_PROBLEM TO WORK ON:_ The records follow. Filter them to the lines that hold "include".

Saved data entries
------------------------------------------------------------------------
PR #1125, opened 2016-09-23
Uninitialize WICED's WLAN module when turning off the WiFi

### LINKED ISSUE #1098: P1 Stop mode using too much power
Im using a P1 with the 0.6.0rc1 firmware, system threading enabled and semi-automatic and am having an issue with the stop mode sleep drawing too much power. When stop mode is working as expected the power draw of my system is 2mA, but when its not working the power draw is 17mA.

I think I have narrowed down the issue to a particular case. Stop mode works as expected when particle.connect is called and actually connects to the cloud. But when particle.connect is called and the device is not within the wifi network, the system tires to connect (flashing green) and never connects to the wifi (because it cant). In this case when it goes into stop mode is when the power draw is 17mA.

I do call particle.disconnect, wifi.disconnect and the wifi.off prior to going into stop mode, but it seems like something is not getting powered down correctly due to the P1 trying to connect to wifi that has creds but it out of the wifi network.

Is there a way to force stopping the P1 from trying the wifi.creds?

does wifi.disconnect do anything if wifi.connecting is true?

---

Completeness:
- [x] Minimum test case added
- [X] Device, system and user firmware versions stated
- [x] Particle confirmed

sergeuz:
Fixes #1098

---

Doneness:

- [x] Code peer reviewed
- [x] API tests compiled
- [x] Add documentation (N/A)

### BUGFIX

- [Photon/P1] Previously, when entering Sleep-stop mode: `System.sleep(D1, RISING, 60);` while in the process of making a Wi-Fi connection resulted in some parts of the radio still being initialized, consuming about 10-15mA more than normal. Fixes [#1098](https://github.com/spark/firmware/issues/1098)

### DIFF
--- a/system/src/system_sleep.cpp
+++ b/system/src/system_sleep.cpp
@@ -23,6 +23,7 @@
 #include "system_task.h"
 #include "system_cloud.h"
 #include "system_cloud_internal.h"
+#include "system_network_internal.h"
 #include "system_threading.h"
 #include "rtc_hal.h"
 #include "core_hal.h"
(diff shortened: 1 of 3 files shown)


system/src/system_sleep.cpp
```diff
@@ -43,10 +44,12 @@ WakeupState wakeupState;
 
 static void network_suspend() {
     // save the current state so it can be restored on wakeup
-    wakeupState.wifi = !SPARK_WLAN_SLEEP;
-    wakeupState.wifiConnected = wakeupState.cloud | network_ready(0, 0, NULL) | network_connecting(0, 0, NULL);
 #ifndef SPARK_NO_CLOUD
     wakeupState.cloud = spark_cloud_flag_auto_connect();
+#endif
+    wakeupState.wifi = !SPARK_WLAN_SLEEP;
+    wakeupState.wifiConnected = wakeupState.cloud || network_ready(0, 0, NULL) || network_connecting(0, 0, NULL);
```
sergeuz: I've noticed that `wakeupState.cloud` was used before initialization previously.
------------------------------------------------------------------------
_SOLUTION FOR THIS EXERCISE:_
 #include "system_task.h"
 #include "system_cloud.h"
 #include "system_cloud_internal.h"
+#include "system_network_internal.h"
 #include "system_threading.h"
 #include "rtc_hal.h"
 #include "core_hal.h"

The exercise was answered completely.